Abstract
Objective: Alzheimer's disease (AD) is characterised by progressive cognitive decline due to neurodegeneration. Over activation of the hypothalamic–pituitary–adrenal axis, oxidative stress and inflammation potentially damage the neuronal system, affecting cognition.
Aim: This study aimed to assess the relationship between serum cortisol, Interleukin-6 (IL-6) and homocysteine (Hcy) levels in AD.
Methods: Case-Control observational study consisting of 71 patients with AD and 70 healthy controls above 60 years of age. Serum samples were analysed for cortisol, IL-6 and Hcy levels using chemiluminescence immunoassay (Immulite 1000) technique. Cognitive functions were measured using the Mini-Mental State Examination (MMSE) Score. AD subjects were categorised based on the modified Kuppuswamy socioeconomic status scale. Statistical evaluation was conducted using SPSS Statistics software. Group data were analysed using a two-tailed Student's t-test, analysis of variance (ANOVA), the Mann–Whitney U test and Pearson's correlation test.

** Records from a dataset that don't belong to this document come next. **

PR #695, opened 2022-12-08
EVO Final Steps II

### LINKED ISSUE #618: EVO Choose-Your-Own-Colors

amgrubb:
**This pull request replaces #694!**

==================

EVO is now done and ready to be merged into Develop. These are the main additions/changes: 

1- My Palette
Screenshot 2022-11-25 at 1 47 32 PM

* The user is now able to choose a color from a color pie instead of inputting the Hex Code 
* They HAVE TO click on "Save My Palette" for their selection to be saved. If they wish to cancel, they can just close the window
* The "Choose My Palette" tab is initialized with the default colors. So is the dictionary SelfColorVisDict.

2- Changing Color Selection in Modeling/Analysis:
* EVO Should refresh automatically each time they choose another palette or make new selections and click on "Save My Palette". (This was a bug in the Spring)

3- Color Key
Screenshot 2022-11-25 at 1 59 46 PM
* Help > EVO Color Key displays a dropdown asking, "What Color Key do You want to See?"
*  Once the user clicks on one of the options, the color key is shown. 
* For the personalized palette, the color key should update each time there's a change to the selection.

Fixes #618


amgrubb:
When the user edits `My Palette` then selects one of the other color systems, `My Palette` is changed to the new selection. Was this the intended use? Essentially, `My Palette` is just the current palette.

Question: should we add another button, called `Edit My Palette` that allows the user to change and select the *customized* palette, then the first item `My Palette` would allow the user to select (but not change) the custom palette and toggle between others?

Thoughts?

Cyrine-BA:
I realized that My Palette is essentially the current one, but I was thinking it would allow the user to select the pre-made palette that aligns the most with what they want. Then they can change some of it but not necessarily all of it.

But the "edit My Palette" makes more sense. I will work on that. @mvarnum and @bobiamack let me know if you're free too.

Cyrine-BA:
@amgrubb The bug is fixed, and I added the "Edit My Palette" option. Let me know if there's anything else you'd like me to change.

mvarnum (dismissed):

violetbi (commented):
Everything looks perfect to me. There are enough comments and no redundant codes.

violetbi (commented):
Everything looks perfect to me. There are enough comments and no redundant codes.

violetbi (approved):

PR #706, opened 2023-02-16
Last sat val of UD function segment no longer resets 👍

### LINKED ISSUE #635: Satisfaction value in Function segment view turns blank in UD
When in UD, if a user chooses a satisfaction value in the funcSeg view, click on paper, and then click on the intention again, the satisfaction value first turns to blank, then after the User adds another function segment, the autofill overwrites the blank.

image
image
image

### LINKED ISSUE #700: Element Inspector: UD Func - Save Last Seg
On `develop`,  if I create a UD function, the set value for the last function is not saved. In the following example, I set it to be satisfied, but when I navigate off and then back on, it is None.

Before:
Screen Shot 2023-01-17 at 9 16 35 AM

After:
Screen Shot 2023-01-17 at 9 16 46 AM

mvarnum:


stardess:
We think that our 700 bug fix also got rid of the issue in 635. 😁

Vbeany:
Everything looks good with me in terms of the last sat val being saved and editable for the most part.

 Although one thing that I noticed was that whenever you set the function type to either decrease or increase and select within the element inspector for the first time to change the Satisfaction type you get 4 options and then when you click on to the paper and back on there are 5 options now. Idk if that added option is supposed to be an option or not.
Screenshot 2023-03-01 at 11 48 58 AM
Screenshot 2023-03-01 at 11 49 11 AM

Secondly I'm not sure if this is supposed to be like this either but whenever you select the function type as constant and select a satisfaction type. You can still change and edit it but when you click on the paper and return to the element inspector the satisfaction is saved and unchangeable? 

Screenshot 2023-03-01 at 12 04 45 PM
Screenshot 2023-03-01 at 12 06 24 PM

Vbeany (changes requested):
I left comments about some things I was unsure we had wanted

stardess:
Megan, Bobi and I just looked over the bug again and it should be fixed by now. Please review and let us know your comments

Vbeany (dismissed):
Everything looks good to me! 👍

emruckle (approved):
Tested the changes and everything is working (creating models, saving models, loading models)

mollyd13 (approved):
tested the changes and everything looks good!

PR #3, opened 2021-05-19
Add graphql, queries, and mutations

gaoxk:
## Notion ticket link

[Add GraphQL and create example mutation](https://www.notion.so/uwblueprintexecs/Add-GraphQL-and-create-example-mutation-4c2eb3b541504533995cddc7302a44da)
[GraphQL Migration Epic](https://www.notion.so/uwblueprintexecs/GraphQL-Migration-261d7b97ce8e455abeb1859b217898af)

## Implementation description
* Add graphql service ontop of flask
* Add allUsers and allEntities queries
* add createEntities mutation 
* graphql interactive ui available at localhost:5000/graphql

Note, the REST api still exists and functions. The frontend should still operate as expected. 

## Steps to test
1. build and run
2. go to localhost:5000/graphql
3. test out: 
```
mutation {
  createUser(userData:{firstName:"vov", lastName:"rob", email:"asddf@asdf.com", password: "asdfffdf", role: User}){
    user{
      id
    }
  }
}
```
```
mutation {
  createEntity(entityData:{stringField:"AS", intField:1, stringArrayField:["a"], boolField:true, enumField:A}){
    entity{
      id
    }
  }
}
```
```
{
	users {
		id
  }
}
```
```
{
	entities {
		id
  }
}
```

**Not sure if my pattern for resolvers + types makes sense. Please roast brutally.** 

## Checklist
- [ - ] My PR name is descriptive and in imperative tense
- [ - ] My commit messages are descriptive and in imperative tense. My commits are atomic and trivial commits are squashed or fixup'd into non-trivial commits
- [ - ] I have run the appropriate linter(s)
- [ - ] I have requested a review from the PL, as well as other devs who have background knowledge on this PR or who will be building on top of this PR


backend/python/app/services/implementations/entity_service.py
```diff
@@ -1,56 +1,57 @@
...
-
\ No newline at end of file
+from ...models.entity import Entity
+from ...models import db
+from ..interfaces.entity_service import IEntityService
+
+from flask import current_app
+
+class EntityService(IEntityService):
+    def __init__(self, logger=current_app.logger):
```
gaoxk, line 8: git diff looks weird here. This line + flask import are the only changes.

backend/python/app/graphql/types/entity_type.py
```diff
@@ -0,0 +1,35 @@
...
+        interfaces = (relay.Node, )
+
+class EntityInput(graphene.InputObjectType):
+    string_field = graphene.String(required=True)
+    int_field = graphene.Int(required=True)
+    string_array_field = graphene.List(graphene.String, required=True)
+    enum_field = graphene.String(required=True) # TODO: make stricter
+    bool_field = graphene.Boolean(required=True)
+
+def entity_input_to_dto_and_model(entity_data):
```
gaoxk, line 20: Please roast this pattern, I have no clue what I'm doing. 
I convert entity_data to entity_model as the mutation throws a fit if the returned object lacks an `id` field. The typescript graphql configuration of the starter-code has `EntityRequestDTO` and `EntityResponseDTO`, which is a potential solution, though `Entity` (model) already exists. LMK what you think.

backend/python/app/models/__init__.py
```diff
@@ -3,6 +3,9 @@
 db = SQLAlchemy()
 erase_db_and_sync = False
 
+from .user import User
+from .entity import Entity
+
```
lynn-kim, line 8: Can either one of the sets for the User/Entity imports be removed?

backend/python/app/graphql/types/entity_type.py
ZhangCreations, line 20: A summary of Kristy's comment which I accidentally deleted: Not sure if this is how it should be implemented. Currently doing it this way since typescript wouldn't work without an id. Starter code has `EntityDTORequest` and `EntityDTOResponse` to solve this issue, but it might be redundant for us since we already have `Entity (model)`

ZhangCreations: In the past I've just interacted directly with the model instead of using a DTO with GraphQL and based on what I read in a quick google search of "GraphQL DTO" it sounds like the two design patterns go against each other.

backend/python/app/models/__init__.py
gaoxk: It kiiinda helps with imports. With these two lines, this is allowed:
```
from ...models import Entity as EntityModel
```
Without these lines you have to do:
```
from ...models.entity import Entity as EntityModel
```
honestly, now that I look at it more, I think the latter is more clear. I'm removing these lines now.

backend/python/app/graphql/types/entity_type.py
gaoxk: 👍 read up on DTO, will attempt to ditch the DTO all together and update the pr.

backend/python/app/services/implementations/entity_service.py
sherryhli: Just to provide the background on this, the intention was to limit the flask dependency to only the controller layer - no issues with this though! 🙂

backend/python/app/graphql/resolvers/entity_resolver.py
```diff
@@ -0,0 +1,21 @@
...
+
+class CreateEntity(graphene.Mutation):
+    class Arguments:
+        entity_data = EntityInput(required=True)
+        
+    ok = graphene.Boolean()
+    entity = graphene.Field(lambda: Entity)
+
+    def mutate(root, info, entity_data=None):
+        entity_dto, entity_model = entity_input_to_dto_and_model(entity_data)
```
sherryhli, line 14: Are both the DTO and model necessary here? I think ideally the model should be hidden from the resolver and the resolver should deal with DTOs only, otherwise this defeats the purpose of having the service layer.

Disclaimer that I have not worked with GraphQL extensively but I think it would be beneficial to decouple the model (and by extension the ORM) from the GraphQL resolver.

Would line 17 work if you pass in the result of line 15?
```python
# I think it returns a dict right now but it essentially functions as an "EntityResponseDTO"
services["entity"].create_entity(entity_dto)
```

backend/python/app/graphql/types/entity_type.py
sherryhli: ^ Yep seems like there's a bit of mix and match happening, see my comment in `backend/python/app/graphql/resolvers/entity_resolver.py`

Starter code hides the ORM from the controller layer (i.e. REST endpoints or GraphQL resolvers) by using service classes which deal with DTOs instead of the underlying model. If you'd like to keep this pattern then I would recommend not using `graphene_sqlalchemy`. If using `graphene_sqlalchemy` then I don't think the service layer (plus DTOs) will be necessary at all.

I don't know what Python + GraphQL best practices are, personally biased towards first approach for obvious reasons 😛 but totally up to your team to decide!

sherryhli (commented):
Added some thoughts but definitely feel free to disregard, 100% your team's decision 🙂

Also should have documented this somewhere but you can use the `black` formatter:
```bash
docker exec -it <backend-container-name> /bin/bash -c "black ."
```

backend/python/app/graphql/types/entity_type.py
gaoxk: ah I ended up flip flopping on this lol: DTOs are much easier to work with for things like Users where emails and passwords arent part of the ORM, but auth_id is hidden. DTOs are back in for now and `graphene_sqlalchemy` has been removed. 

I'm leaving in `/resources/models` for now as we can remove them later when we do the full REST nuke. 

Ty for the feedback!

gaoxk:
`graphene_sqlalchemy` has been ditched in favour of DTOs. CreateUser mutation is now also in the pr. Mutations and queries have been split to two different directories.

backend/python/app/graphql/types/entity_type.py
```diff
@@ -0,0 +1,16 @@
+import graphene
+
+class EntityRequestDTO(graphene.InputObjectType):
```
lynn-kim, line 3: Is the difference in naming for the Entity DTOs / User DTOs intentional?

lynn-kim (commented):
Left a few comments but otherwise LGTM!

backend/python/app/graphql/types/entity_type.py
gaoxk: I'm mainly following the patterns in `resources/`. As far as I can tell, UserDTO is the "response dto" for all user endpoints. Each user endpoint has its own "request dto" (i,e CreateUserDTO)

backend/python/app/graphql/types/entity_type.py
```diff
@@ -0,0 +1,16 @@
...
+    string_field = graphene.String(required=True)
+    int_field = graphene.Int(required=True)
+    string_array_field = graphene.List(graphene.String, required=True)
+    enum_field = graphene.String(required=True) # TODO: make stricter
```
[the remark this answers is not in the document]
gaoxk: Ah on further review I realize that Enums can be strings. Don't know why I thought they could only be stored as ints on the backend. Change has been made.

gaoxk:
TFTR! 🚢

PR #13, opened 2021-05-29
Migrate reset password endpoint to GraphQL

e-wai:
## Notion ticket link
[Migrate reset_password endpoint to GraphQL](https://www.notion.so/uwblueprintexecs/a658c933d18c48d4b43fd99bda2bd3b4?v=4a47edc475b34bb99b25ff1fae2a5507&p=b69224f1963f4ac195c62c71bff4f6da)

## Implementation description
* Add mutation for `resetUser(email: String!): ResetUser`
* Migrate call in frontend from REST to GraphQL
* Change `index.tsx` to meet Apollo requirements

## Steps to test
1. From backend, try registered email, non-registered emails in GraphQL playground
2. From frontend, try registered email, non-registered email, non-email strings in entry field and check expected message occurs

* Was it necessary to add `services["user"]` in the `__init__.py`?
* Why have other migrations not run into the apollo client issue that required changes in `index.tsx`? ✅ (just hadn't had any other front-end changes yet that were trying to import)
* Am I using Graphene incorrectly -> can we do `resetUser(email: String!): Boolean!` instead of `resetUser(email: String!): ResetUser`?

## Checklist
- [x] I have run the appropriate linter(s)

### DIFF
--- a/backend/python/app/graphql/mutations/auth_mutation.py
+++ b/backend/python/app/graphql/mutations/auth_mutation.py
@@ -4,4 +4,41 @@ TODO mutations:
     refresh: String!
     logout(userId: ID!): ID
     resetPassword(email: String!): Boolean!
- """
+"""
+
+import os
+
+import graphene
+from flask import Blueprint, current_app, jsonify, request
+
+from ...services.implementations.auth_service import AuthService
+from ...services.implementations.email_service import EmailService
+from ..service import services
+
+email_service = EmailService(
+    current_app.logger,
+    {
+        "refresh_token": os.getenv("EMAIL_REFRESH_TOKEN"),
+        "token_uri": "https://oauth2.googleapis.com/token",
+        "client_id": os.getenv("EMAIL_CLIENT_ID"),
+        "client_secret": os.getenv("EMAIL_CLIENT_SECRET"),
+    },
+    "planetread@uwblueprint.org",  # must replace
+    "Planet Read",  # must replace)
+)
+auth_service = AuthService(current_app.logger, services["user"], email_service)
+
+
+class ResetPassword(graphene.Mutation):
+    class Arguments:
+        email = graphene.String(required=True)
+
+    ok = graphene.Boolean()
+
+    def mutate(root, info, email):
+        try:
+            auth_service.reset_password(email)
+            return ResetPassword(ok=True)
+        except Exception as e:
+            error_message = getattr(e, "message", None)
+            raise Exception(error_message if error_message else str(e))
--- a/frontend/src/components/auth/ResetPassword.tsx
+++ b/frontend/src/components/auth/ResetPassword.tsx
@@ -1,10 +1,18 @@
 import React, { useContext } from "react";
-import authAPIClient from "../../APIClients/AuthAPIClient";
+import { gql, useMutation } from "@apollo/client";
 import AuthContext from "../../contexts/AuthContext";
 
 interface ResetPasswordProps {
   email?: string;
 }
+
+const RESET_PASSWORD = gql`
+  mutation ResetPassword($email: String!) {
+    resetPassword(email: $email) {
+      ok
+    }
+  }
+`;
 
 const ResetPassword = ({ email }: ResetPasswordProps) => {
   const { authenticatedUser } = useContext(AuthContext);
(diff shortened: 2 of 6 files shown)


frontend/src/components/auth/ResetPassword.tsx
```diff
@@ -14,17 +22,23 @@ const ResetPassword = ({ email }: ResetPasswordProps) => {
     return re.test(String(emailString).toLowerCase());
   };
 
+  type ResetPassword = { ok: boolean };
+  const [resetPassword] = useMutation<{ resetPassword: ResetPassword }>(
```
gaoxk, line 26: > Am I using Graphene incorrectly -> can we do resetUser(email: String!): Boolean! instead of resetUser(email: String!): ResetUser?

For context: Emma tried `useMutation<{ ok: boolean }>` but ran into this problem:
```
let res = await resetPassword({ variables: { email: resetEmail } });
console.log(res);
// {data: resetPassword: {ok: true, __typename: "ResetPassword"}}
console.log(res.data.resetPassword);
// Property 'resetPassword' does not exist on type '{ ok: boolean; }'
```
The conclusion is that `useMutation` sets what Typescript expects res to look like. While Emma's code works, the pattern feels odd. `Logout.tsx` in the graphql starter-code doesnt have to follow something like this.

@lynn-kim @kevinwang2040 What have y'all been experiencing? I don't have a good answer for why this is going on.

frontend/src/components/auth/ResetPassword.tsx
```diff
@@ -14,17 +22,23 @@ const ResetPassword = ({ email }: ResetPasswordProps) => {
...
     if (authenticatedUser == null && !isRealEmailAvailable(email!)) {
-      alert("invalid email");
+      alert("Invalid email");
       return;
     }
+
     const resetEmail = authenticatedUser?.email ?? email;
-    if (await authAPIClient.resetPassword(resetEmail)) {
+    try {
+      await resetPassword({ variables: { email: resetEmail } });
```
gaoxk, line 38: `ok: false` could come back here, and we'd still be alerting users that a reset email was sent. Can you add a check here? This should work right now:
```
const res = await resetPassword({ variables: { email: resetEmail } });
console.log(res.data?.resetPassword.ok);
```
I know we don't have an `ok: false` case right now, but I'd rather cover our bases.

backend/python/app/graphql/mutations/auth_mutation.py
```diff
@@ -4,4 +4,41 @@
...
+
+
+class ResetPassword(graphene.Mutation):
+    class Arguments:
+        email = graphene.String(required=True)
+
+    ok = graphene.Boolean()
+
+    def mutate(root, info, email):
+        try:
```
gaoxk, line 39: I think this try statement is unnecessary. An error raised in `auth_service.reset_password(email) ` will continue to be raised down the call stack, so I don't think you need to re-raise this `except`

gaoxk (changes requested):
looking good! feel free to start have the conversation about useMutation with Kevin and Lynn on slack. 

> Was it necessary to add services["user"] in the __init__.py?

yep! The services need the app logger, which isnt available until the flask app has started.graphql/__init__.py runs after the flask app has started.

frontend/src/components/auth/ResetPassword.tsx
e-wai: The pattern in the frontend is a result of how the GraphQL mutation responds, ie. `resetUser(email: String!): ResetUser` instead of `resetUser(email: String!): Boolean!`? -- so I think it's a limitation of how Graphene has mutations and I haven't found a workaround

Related Q: https://github.com/graphql-python/graphene/issues/497

backend/python/app/graphql/mutations/auth_mutation.py
e-wai: Hmm this is what the REST endpoint looks like, what should this be? Only keeping lines 40-41 without a `try` wrapping?

gaoxk: huh. You're right, that is how the REST endpoint does it. Feel free to keep the same code, I'm going to ask internal tools about this choice.

frontend/src/components/auth/ResetPassword.tsx
gaoxk: As an experiment, you could try copying your `ResetPassword.tsx` (and other necessary files/changes) to the graphql configured starter-code and seeing what works. Im curious if the typescript graphql server from starter-code also follows the `data:resetuser:ok` pattern.

e-wai: Their frontend looks like:
```
const RESET_PASSWORD = gql`
  mutation ResetPassword($email: String!) {
    resetPassword(email: $email)
  }
`;

const [resetPassword] = useMutation<{ resetPassword: boolean }>(
  RESET_PASSWORD,
);

const onResetPasswordClick = async () => {
  await resetPassword({ variables: { email: authenticatedUser?.email } });
};
```

which matches their backend, where the mutation is `resetPassword(email: String!): Boolean!` and they don't have to filter through a `ResetPassword` object to get the result?

gaoxk: rip

gaoxk (approved):
🚢 🚢 🚢 🚢

PR #11, opened 2021-05-28
Migrate get_users endpoint to GraphQL resolver

jennchenn:
## Notion ticket link
[Migrate get_users endpoint to GraphQL resolver](https://www.notion.so/uwblueprintexecs/Migrate-get_users-endpoint-to-GraphQL-resolver-460b7d7bb2b0429190163f6f7baf954d)

## Implementation description
* add `resolve_user_by_id` and `resolve_user_by_email` to `graphql/queries/user_query.py`
* add calls to `resolve_user_by_id` and `resolve_user_by_email` to `graphql/schema.py`

## Steps to test
1. Start up the backend
2. Ensure the database has existing users; otherwise seed database with users:
```
$ planet-read_db_1 psql -U postgres -d planet-read
$ \dt
```
>> if no tables present, change the `erase_db_and_sync` = `False` to `True` in `backend/python/app/models/__init__.py`
```
$ SELECT * FROM users;
```
>> if empty, insert users into the database
```
$ INSERT INTO users (first_name, last_name, auth_id, role) VALUES ('First', 'Last', 'insert-firebase-uid', 'Admin');
```
3. Go to `localhost:5000/graphql` and verify the response of the following requests returns the corresponding users that were queried:
```
{
  userById(id: <valid id of user as int>) {
    id
    firstName
    lastName
    role
    email
  }
  userByEmail(email: <valid email address of a user as string>) {
    id
    firstName
    lastName
    role
    email
  }
}
```

## What should reviewers focus on?
* `graphql/queries/user_query.py`
* `graphql/schema.py`
* files were formatted with black--is this the linter we want to use? it added a bunch of spaces+line breaks throughout the file

## Checklist
- [x] My PR name is descriptive and in imperative tense
- [x] My commit messages are descriptive and in imperative tense. My commits are atomic and trivial commits are squashed or fixup'd into non-trivial commits
- [x] I have run the appropriate linter(s)
- [x] I have requested a review from the PL, as well as other devs who have background knowledge on this PR or who will be building on top of this PR

PR #8, opened 2021-05-23
Store and retrieve files

jennchenn:
## Notion ticket link
[Store and retrieve files](https://www.notion.so/uwblueprintexecs/a658c933d18c48d4b43fd99bda2bd3b4?v=4a47edc475b34bb99b25ff1fae2a5507&p=9352edb12bb8460294b9b505d36ee523)

## Implementation description
* Added Files model (id, path)
* Added POST /files endpoint to allow users to upload a single file
* Added GET /files/<id> to allow users to retrieve path to file
* Files are uploaded to a folder in the container and not to the cloud at the moment

## Steps to test
1. Add an `UPLOAD_PATH=/var/lib/file_uploads` environment variable to point to the directory that files will be uploaded to 
2. Tear down containers and rebuild:
```
$ docker-compose down --volumes
$ docker-compose up --build
```
3. Go into `/backend/python/app/models/__init__.py` and change the `erase_db_and_sync = False` to `True`
4. Verify the Files table is created:
```
$ docker exec -it <db-container-id> psql -U postgres -d planet-read
$ \dt
```
image

5. Login and obtain the access_token for a user
```
curl --location --request POST 'localhost:5000/auth/login' \
--header 'Content-Type: application/json' \
--data-raw '{
    "email": <USER EMAIL ADDRESS>,
    "password": "<USER PASSWORD>
}'
```

6. Try to upload a file to the database (use the access_token from above):
```
curl --location --request POST 'http://localhost:5000/files' \
--header 'Authorization: Bearer  <ACCESS_TOKEN>' \
--form 'file=@"<PATH_TO_FILE>"'
```
Observe that the response looks something like:
```
{
    "id": 1,
    "path": "./app/files/my_file.pdf"
}
```

7. Try to retrieve the file path from the database:
```
curl --location --request GET 'http://localhost:5000/files/1' \
--header 'Limit: 1' \
--header 'Authorization: Bearer <ACCESS_TOKEN>' \
--header 'Content-Type: application/json' 
```
Observe that the response looks something like:
```
{
    "id": 1,
    "path": "./app/files/my_file.pdf"
}
```
8. Verify that the files are stored correctly in the volume:
```
$ docker run -it --rm -v planet-read_file_uploads:/vol busybox ls -l /vol
```

## What should reviewers focus on?
* Verifying that the endpoints are structured correctly
* Actual file changes (ran the linter so the git diff looks really messy sorry about that!):
  * `backend/python/app/models/file.py`
[...]

PR #14, opened 2021-06-03
Add authorization for user GraphQL endpoints

e-wai:
## Notion ticket link
[Add authorization checks to Graphql resolvers](https://www.notion.so/uwblueprintexecs/a658c933d18c48d4b43fd99bda2bd3b4?v=4a47edc475b34bb99b25ff1fae2a5507&p=da8927857a284356b83d10053b9ff230)

## Implementation description
* Added new middleware method `require_authorization_by_role_gql` that performs the same checks as its non-GraphQL equivalent. Needed to change the arguments and how it accessed headers (request object is in `info.context` rather than just `request`)
* Added the decorator to the appropriate mutations and queries. Justification for adding it on the business logic layer rather than the GraphQL layer (in `schema.py`) based on https://graphql.org/learn/authorization/ 

Also, I added the method into the existing `auth.py` instead of creating a new file because when we eliminate the REST code, the file name still makes sense and now requires a single method name refactor.

## Steps to test

Setup -> I added users manually (see https://github.com/uwblueprint/planet-read/pull/11). Not really necessary, but makes for slightly more interesting testing 🤷 

1. NOT AUTHORIZED case: Open `localhost:5000/graphql` and mess around with any of the queries and any of the mutations except for `resetPassword`. Should respond that "You are not authorized to make this request.", eg. below. Can also produce this in Postman if you have no/an incorrect `Authorization` header.
```
{
  "errors": [
    {
      "message": "You are not authorized to make this request.",
      "locations": [
        {
          "line": 2,
          "column": 2
        }
      ],
      "path": [
        "entities"
      ]
    }
  ],
  "data": {
    "entities": null
  }
}
```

Results: Serum cortisol, IL-6 and Hcy levels were significantly increased (p < 0.01) in AD (cortisol: 19.69 ± 8.96 ug/dl; IL-6: 10.27 ± 2.76 pg/ml; Hcy: 23.29 ± 3.81 μmol/l), as compared with the controls (cortisol: 13.37 ± 5.59 ug/dl; IL-6: 3.37 ± 0.79 pg/ml; Hcy: 8.25 ± 2.36 μmol/l). MMSE scores in AD were negatively correlated with cortisol, IL-6 and Hcy levels.
Conclusions: Serum cortisol, IL-6 and Hcy levels are independent biomarkers for AD progression. Hypercortisolaemia, hyperhomocysteinemia and inflammation play important roles in AD-related cognitive dysfunction and are interlinked.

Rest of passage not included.